A Secretaria da Indústria e Comércio, dependente do Ministério da Economia, organizou uma Atualização fundamental do quadro regulamentar aplicável ao setor automóvelA partir de agora, o 52 peças de automóvel e/ou elementos de segurança listados no Anexo C do Decreto nº 779/1995 somente poderão ser comercializados no país se possuírem as correspondentes Licença de Certificação emitido por um Órgão Técnico competente.
Conforme Resolução 222 / 2025, publicada nesta sexta-feira (13.06.2025) no Diário Oficial da União, a medida vale tanto para produtos de fabricação nacional quanto para importados, e visa modernizar o regime atual, adaptando-o aos avanços tecnológicos, reforçando a rastreabilidade, a segurança rodoviária e pela transparência para usuários finais.
Entre o aspectos relevantes Para os operadores de comércio exterior, a norma estabelece que, para fins de importação, os operadores devem:
- Declarar as informações técnicas da mercadoria no momento do Desembaraço de Importação no Sistema Informatizado MALVINA.

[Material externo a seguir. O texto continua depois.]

PR #17240, opened 2026-07-21
fix(chat-shell): keep the right panel usable in narrow windows

kennyzheng-builds:
### What this PR does

Before this PR:

- In narrow (split-screen) windows the docked right panel was clamped by `max(0px, calc(100% - 360px))`, so clicking any panel entry (topic flow, tasks, files, status) opened it into a 0–6px sliver — the click appeared to do nothing.
- The left resource list's auto-collapse only fired on window-resize threshold crossings, so opening the panel (or starting the app already narrow) never freed up space.
- The panel's resize divider committed the raw drag geometry even when space-clamped, silently rewriting the stored width to a value the user never saw, and its `aria-valuenow` reported the persisted width instead of the visible one.
- Modal popups with fixed widths (e.g. the error-detail modal's `minWidth: 600px`) overflowed windows narrower than that, clipping their content and buttons.

After this PR:

- The docked panel width follows a yield-order policy shared by the pane, its spacer, and the clip animation: the pane yields first (stored → 255px while the center keeps 360px), then the center yields (360 → 200px with the pane pinned), and below that both shrink proportionally — neither side ever collapses to zero. At `available ≥ 615px` the widths are point-for-point identical to the previous behavior.
- Left-list auto-collapse is a single predicted-center source (level + hysteresis) replacing the two crossing-edge observers: it covers opening the panel, starting up already narrow, and non-manual list opens, with manual-expand suppression, drag exemption, a full-width-phase freeze (host-reported, covering the maximized→closed exit), and Activity keep-alive resync. User-initiated panel opens are signalled explicitly so suppression only releases on real user intent.
- The divider stays visible whenever the pane is docked and supports drag-to-close: overshooting the minimum-width line by 80px closes the panel (mirroring the left list's drag-collapse), so narrow windows close with a short flick while wide windows keep a deliberate shrink-then-push-through feel. Resize commits only happen when they change the effective display width, and the splitter reports that effective width to assistive tech.
- `ContentPopup` clamps every caller-provided width (`width`/`minWidth`/`maxWidth`) to `calc(100vw - 2rem)`, fixing the error-detail modal and immunizing the other callers.
- PDF previews in `page-width` mode re-fit on container resizes, so the list collapsing next to them no longer leaves a stale layout.

Narrow split-screen use made the right panel unusable ("clicked, nothing happened"), reported from Windows split-screen usage; comparable products keep the panel visible and squeeze the conversation column instead.

- Side-by-side squeeze instead of an overlay: the panel never covers the center content; in extreme widths both columns shrink proportionally rather than refusing to open (an explicit product decision to avoid the "clicked but nothing changed" feel).
- Predicted-center evaluation (a pure function of shell width + persisted widths + panel state) instead of observing the live center width: the prediction has no feedback loop through the thing it collapses, which eliminates the collapse↔restore oscillation a measured-width design exhibits.
- The freeze condition combines provider-synchronous flags (`presentationMaximized`, `layoutAnimationPending`) with the host-reported full-width phase, because the host report lands one commit late and a maximize-click evaluation would otherwise bounce the list.

- Overlay mode for narrow windows — rejected to keep the layout non-covering.
- Keeping the crossing-edge observers and adding a third source — rejected; the union semantics create "never restores" corners and the old sources are strictly implied by the predicted model.
- A drag-distance threshold for drag-to-close — shipped first, then replaced by the overshoot trigger because with the pane already at its minimum the distance threshold required dragging across most of the pane with zero feedback.

Links to places where the discussion took place: internal review (spec iterated through 10 adversarial review rounds and 2 E2E rounds before/after implementation).

### Breaking changes

None. Wide-window behavior (`available ≥ 615px`) is unchanged point-for-point; narrow-window behavior changes are bug-fix territory (the panel was previously invisible there).

- `paneWidthPolicy.ts` is the single source of truth for the width formula; the CSS expression in `RightPaneHost` is its mirror and the unit tests pin both plus the segment boundaries (455/615/stored+360) and continuity.
- The auto-collapse state machine lives in `ChatAppShell` (`useResourceListAutoCollapse`) with per-branch tests: level+hysteresis, suppression priority over deferred evaluations, freeze race, trigger re-declaration, unmount resync.
- Manual verification in a dev instance (CDP-measured): 700px window open/close with list hand-off (281/360 split), 520px minimum window (255/206), maximize↔docked↔direct-close with no list bouncing, drag-to-close in both narrow and wide windows, error modal at 520px.

### Checklist

### Release note

```release-note
Fixed the right panel being invisible when opened in narrow (split-screen) windows: the panel and the conversation column now share space gracefully, the left list yields automatically when space runs out, the divider supports drag-to-close, and fixed-width modals no longer overflow narrow windows.
```


src/renderer/components/chat/panes/Shell/RightPanel.tsx
```diff
@@ -241,18 +266,21 @@ export function RightPanelProvider<TScope>({
...
-  const requestOpen = useCallback((panelId: string) => {
+  const requestOpen = useCallback((panelId: string, options?: RightPanelOpenOptions) => {
     const wasOpen = openRef.current
     openRef.current = true
     setRequestedPanelId(panelId)
     setOpen(true)
-    if (!wasOpen) setPdfLayoutPending(true)
+    if (!wasOpen) {
+      setPdfLayoutPending(true)
+      if (options?.userInitiated) setUserOpenSeq((seq) => seq + 1)
```
zhangjiadi225, line 278: > This review comment was translated automatically.

**[A1 · Non-blocking]** Here `userOpenSeq` is only incremented when the caller passes `userInitiated`. But `AgentRightPane`'s `openAgentToolFlow` (which calls `requestOpen`) and `openArtifactFile` (which calls `tryOpen`) can both be triggered by direct user actions from tool cards or file links, yet neither passes this option. In the narrow window scenario, after the user manually re-expands the left list, opening the right pane from these entry points won't release `ChatAppShell`'s manual expansion suppression, so the left list won't yield per this PR's strategy. Suggest having these two user entry points pass `{ userInitiated: true }`; if the same functions also have programmatic calls, pass the intent as a parameter downward. The new width strategy still ensures the right pane is visible, so this doesn't block this PR.

---
<details>

**[A1 · 非阻塞]** 这里只在调用方传入 `userInitiated` 时递增 `userOpenSeq`。但 `AgentRightPane` 的 `openAgentToolFlow`（调用 `requestOpen`）和 `openArtifactFile`（调用 `tryOpen`）都可能由工具卡或文件链接的直接用户操作触发，却没有传该选项。窄窗口里用户手动重新展开左侧列表后，从这些入口打开右栏时，`ChatAppShell` 的手动展开抑制不会释放，左侧列表也就不会按本 PR 的策略让位。建议让这两个用户入口传 `{ userInitiated: true }`；如果相同函数也存在程序化调用，则把 intent 作为参数向下传。新宽度策略仍能保证右栏可见，因此这条不阻塞本 PR。
</details>

src/renderer/components/chat/shell/RightPaneHost.tsx
```diff
@@ -417,7 +510,7 @@ export function PersistentRightPaneHost({
             resizable && !fullWidthLayout && '[border-left:0.5px_solid_var(--color-border)]'
           )}>
           <RightPaneContents
-            paneWidth={paneWidth}
+            paneWidth={effectiveWidth}
```
zhangjiadi225, line 517: > This review comment was translated automatically.

**[C7 · Non-blocking]** `effectiveWidth` now serves as `aria-valuenow`, but the passed-in min/max are still the fixed persisted range 255/720. When the main area is below 455px, the actual width can be around 224px, below `aria-valuemin=255`; under normal space clamping it may also only reach 340px, yet still reports `aria-valuemax=720`, so the End key cannot reach the declared maximum. It is recommended to have the splitter's min/max reflect the currently reachable range, or report a fixed range/disable adjustment when the width is fully constrained by the environment. See WAI-ARIA range value constraints: https://www.w3.org/TR/wai-aria/#aria-valuenow. This does not affect mouse users and the core fix of this PR, so it is non-blocking.

---
<details>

- Essas informações, detalhadas no documento IF-2025-60721901-APN-SSGP#MEC (parte integrante da resolução), serão consideradas uma declaração juramentada.
- Devem ser indicados o uso, a finalidade e o cumprimento das condições de segurança exigidas pelo Anexo C do Decreto 779/95.
Desta forma, o importador assume responsabilidade técnica e legal sobre o cumprimento do regime de segurança aplicável.
Organismos certificadores, elementos alcançados e obrigações adicionais
A norma define a Licença de Certificação como "o instrumento técnico que atesta a conformidade do autopeças avaliado com normas de segurança específicas". Ela pode ser emitida por:
- Organizações reconhecidas pela ONU (TRADUÇÃO/WP.29/343)
- El INTI
- El IRAM
- Certificadores credenciados pela Organismo Argentino de Acreditação (OAA)
- Organizações com reconhecimento internacional antes ILAC
- Laboratórios de ensaio acreditados sob ISO 17025
A resolução atinge um total de 52 peças de automóveis, dentre as quais se destacam:
- Pneus
- Cinto de segurança
- Faróis retrorrefletivos triangulares
- Pastilhas e bandas de freio
- Capacetes de proteção para uso veicular, entre outros.
Uma das principais novidades do regime é a obrigatoriedade da constituição de uma Código QR visível, com informações sobre o fabricante ou importador, a identificação do produto e a certificação correspondente. O código deve estar no produto ou em sua embalagem primária e ser facilmente legível pelo usuário.
O prazo para cumprimento desta obrigação é de 180 dias corridos, contados da publicação do regulamento.
A Resolução 222/2025 faz parte de uma estratégia governamental mais ampla para fortalecer a competitividade do setor automotivo argentino por meio da harmonização com os padrões internacionais e da implementação de requisitos técnicos verificáveis e rastreáveis.
Para os operadores de comércio exterior, isso implica novas responsabilidades em termos de documentação, logística e declarações. Portanto, recomenda-se a leitura atenta e a coordenação adequada com órgãos certificadores, despachantes aduaneiros e fornecedores para evitar problemas ou atrasos na entrada no mercado local.